Bundesregierung sieht keine Gefahr
Keine Angst vor RFID

Datenschützer sehen in den RFID-Chips eine potenzielle Gefahr für den Schutz persönlicher Daten. Die Bundesregierung teilt dieses Misstrauen allerdings nicht.

hiz DÜSSELDORF. Die Entwicklung der RFID-Chips hat die Datenschützer auf den Plan gerufen. Die Bundesregierung sieht allerdings keine Gefährdung durch die teilweise als Schnüffelchips bezeichneten Etiketten.

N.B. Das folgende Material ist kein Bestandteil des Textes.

PR #598, opened 2016-07-05
ProcSyms: deduplicate symbol names

markdrayton:
`/tmp/perf-pid.map` files can contain the same function name on many lines. Often this is because the map is written by a JIT which compiles parts of a function as it needs them, writing each to a different memory location. Currently `ProcSyms` just reads them all in and creates a `Symbol` for every line, regardless of whether the name is duplicate. This can easily add up to a lot of RAM. I saw cases in which a large, heavily duplicated map and this simple example would use nearly 400MB RAM:

    struct bcc_symbol sym
    void *resolver = bcc_symcache_new(pid);
    bcc_symcache_resolve(resolver, 0xf00, &sym);

This is enough to make tools which themselves have a negative impact on the system they're observing.

This PR deduplicates the symbol names by putting names an `unordered_set` and storing pointers to the values instead of string copies. This is safe — references aren't invalidated during insertion (http://en.cppreference.com/w/cpp/container/unordered_set/emplace) — but doesn't feel very clean. Suggestions for improvement are welcome.

The same test program is now 130MB RSS. I'll try to work out if there is more to save.

### DIFF
--- a/src/cc/bcc_syms.cc
+++ b/src/cc/bcc_syms.cc
@@ -132,7 +132,8 @@ bool ProcSyms::resolve_name(const char *module, const char *name,
 int ProcSyms::Module::_add_symbol(const char *symname, uint64_t start,
                                   uint64_t end, int flags, void *p) {
   Module *m = static_cast<Module *>(p);
-  m->syms_.emplace_back(symname, start, end, flags);
+  auto res = m->symnames_.emplace(symname);
+  m->syms_.emplace_back(&*(res.first), start, end, flags);
   return 0;
 }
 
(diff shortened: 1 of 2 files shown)


markdrayton:
cc @vmg (forgot this earlier)

4ast:
a bit hack-ish, but I couldn't think of anything better.
Was a bit concerned with how refresh()/delete logic will deal with these cross pointers, but it looks fine.
lgtm.

4ast:
pending for too long without any other feedback. merging.

markdrayton:
Thanks.

> a bit hack-ish, but I couldn't think of anything better.

Yeah, I agree. Over time I hope we can come up with something nicer.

RFID steht allgemein für „Radio Frequency IDentification“. Die winzigen Funkchips können unauffällig an Produkten oder Verpackungen befestigt werden. Sie werden drahtlos mit Energie versorgt und können berührungslos ausgelesen werden. Hersteller und Händler wollen die Technik einsetzen. Sie soll auf lange Sicht die Barcodes, die heute auf jedem Produkte zu finden sein, ersetzen. Mittels dieser Technik können Gegenstände auch durch Geldbörsen und Taschen hindurch aufgespürt werden. Bei entsprechender Anwendung, etwa in Verbindung mit Kundenkarten, können theoretisch auch Personen identifiziert werden, ohne dass sie es bemerken.

Nach Angaben der Bundesregierung ist der Datenschutz durch diese Chips aber nicht gefährdet. Es sei kein Bedarf erkennbar, um Personen vor dem Einsatz von RFID-Chips datenschutzrechtlich weitergehend zu schützen, heißt es laut Bundestags-Pressedienst in der Antwort der Regierung auf eine Anfrage der CDU/CSU-Fraktion.

Laut Bundesregierung wird RFID derzeit in Verfahren der Industrieautomation, des Warenmanagements und der Tieridentifikation sowie bei Zutrittsystemen und elektronischen Wegfahrsperren eingesetzt. Bei Zugangskontrollen mittels RFID würden regelmäßig personenbezogene Daten übermittelt. Ein Missbrauch sei zwar denkbar, allerdings verfüge die bislang eingesetzte Technik nur über eine begrenzte Reichweite. RFID-Karten müssten vom Nutzer bewusst unmittelbar am Lesegerät vorbeigeführt werden.

Wie es in der Antwort weiter heißt, kann ein Personenbezug dadurch hergestellt werden, dass der RFID-Chip eine eindeutige Kennung enthält und zusätzlich, etwa unter Einsatz einer Kundenkarte, die Identität des Käufers erfasst werde. Eine solche Kombination von Produkt- und Käuferdaten werde von Unternehmen in Deutschland allerdings nicht eingesetzt. Damit sei eine heimliche Erstellung umfassender Bewegungsprofile nach dem gegenwärtigen Stand der Technik praktisch ausgeschlossen.